One of the women was nearly raped, but no arrest has been made. The assaults happened in the same neighborhood where UCLA graduate student Brianna Kupfer was stabbed to death while working at a luxury furniture store last month. The suspect charged with her murder is a transient man with a lengthy rap sheet.
"The board couldn't care less about the opinion of the residents," Villanueva said, referring to public safety concerns. "They're that power hungry in there, so walled off from normal life. While they were in the comfort and security of their homes during the pandemic, when there was no vaccine, our deputies were on the front lines out there answering calls for service … And now this board of supervisors wants to turn around and fire those very same people who sacrificed everything to keep public safety. It's just, it's really an immoral position these people have adopted, and just shame on every single one of them."
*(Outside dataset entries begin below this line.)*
PR #428, opened 2020-07-13
Rename blacklist/whitelist filters to blocklist/passlist

gctucker:
Replace the blacklist/whitelist filter names with their new standard equivalents blocklist/passlist and update the YAML config files accordingly.


gctucker:
Tested OK on staging.

PR #429, opened 2020-07-13
build-configs: android branch renames

khilman:
Request from Google (Todd Kjos):

> We renamed a couple of Android kernel branches, so the old names
> should be removed from kernelci and the new ones added (the old names
> still work, but will go away in a few weeks). Also, the android-4.19
> branch is deprecated (other android-4.19-* branches should still be
> tested):
>
> Repo: repo: https://android.googlesource.com/kernel/common
> Remove: android-5.4, android-5.4-stable, android-4.19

Last week, the Los Angeles County Board of Supervisors voted 4-0 in favor, with one abstention, of a motion pushing to take away the sheriff’s authority to discipline – and terminate – sheriff department employees who don’t comply with county mandates, handing that power over to the county’s personnel director. The proposed change to the county civil service rules will go to a final vote March 15.
"They're the only government entity in the entire nation that has doubled down on defunding law enforcement," Villanueva said. "They have a hiring freeze on my department as I'm facing a huge deficit of personnel.
"Why on earth would we impose a hiring freeze? They're deliberately trying to defund and eliminate the sheriff's department through attrition, and it's just absolutely shameful because our community depends on us, wants us out there, wants to see a lot more of us, and the board is doing the exact opposite of what the voters of L.A. County want, and they need to pay the price."
Villanueva, who has for months refused to enforce the COVID-19 vaccine mandate for county employees, immediately criticized the board’s move as a "suicide pact" to start the process of firing about 3,000 sworn deputies — or about 30% of the workforce — and 1,000 other professional staff.
"This is strictly a political ideology," Villanueva told Fox News Digital of the push to fire thousands of deputies. "There is nothing that is driving them that's based on science or combating the coronavirus because we're surrounded by five counties who don't have vaccine mandates, and now they're actively recruiting members of my department and with even sign-up bonuses."
The decision comes as Los Angeles County has seen a 94% increase in homicides and a 64% increase in grand theft over the last two years, and there’s a hiring freeze at the department, Villanueva said.
"We're the most understaffed law enforcement agency in the entire nation, and on top of that, they want to erode our presence even further. And that is just shocking. And we're in the middle of a crime wave," Villanueva said. "And our patrol seasons are down to 72% of staffing levels, and they want to go below that. That is insane. There's no other way to describe it, but reprehensible. And these supervisors, they need to just quit right now."
Reached by Fox News Digital, a spokeswoman for the Los Angeles Board of Supervisors said the motion "did not single out LASD, it applies to all county departments."
"Despite the sheriff’s assertions to the contrary, the board did not vote to terminate a single employee. The county’s vaccination policy is intended to protect the health of employees and the public they serve," the spokeswoman said.
"The Board voted 4-0-1, with Supervisor Barger abstaining, to direct a series of actions that would authorize the director of personnel, rather than any individual department head, to take action to terminate employees who are not vaccinated and not granted a religious or medical exemption."
She added that the motion "provides a generous timeline for progressive discipline for employees who chose not to comply, starting with a notice of non-compliance and moving to a 5-day suspension followed by termination only as a last resort after that" and that "employees have ample time to request an accommodation on medical grounds or because they have a sincerely held religious belief."
More than 2,000 accommodation requests have been granted to date, the spokeswoman said.
A recent poll conducted by the University of California at Berkeley and published this week indicated that crime and homelessness are top issues for registered voters across California.
Villanueva spearheaded efforts to clear hundreds of homeless camping in Venice Beach over the summer, but residents who recently spoke to Fox News Digital said law enforcement agencies aren't getting support from local government to finish the job. The statewide primary election is in June, and in Los Angeles County, there are elections for the offices of sheriff, county assessor, supervisor and superior court judge.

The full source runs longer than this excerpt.